# EXERCISE
Each line of the material below should be reproduced exactly.

# RECORDS FOR THIS EXERCISE
▬▬▬

PR #7268, opened 2026-05-27
core/mvcc: remove unused read_set and add batch query read bench

pereman2:
## Description

We currently don't use read_set at all and we used skiplist to track
read set which is slower than a simple vector (we would not dedup now
here :))

## Results
with 100 rows batch we had a ~41.3 % improvement`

▬▬▬

# YOUR RESPONSE
PR #7268, opened 2026-05-27
core/mvcc: remove unused read_set and add batch query read bench

pereman2:
## Description

We currently don't use read_set at all and we used skiplist to track
read set which is slower than a simple vector (we would not dedup now
here :))

## Results
with 100 rows batch we had a ~41.3 % improvement`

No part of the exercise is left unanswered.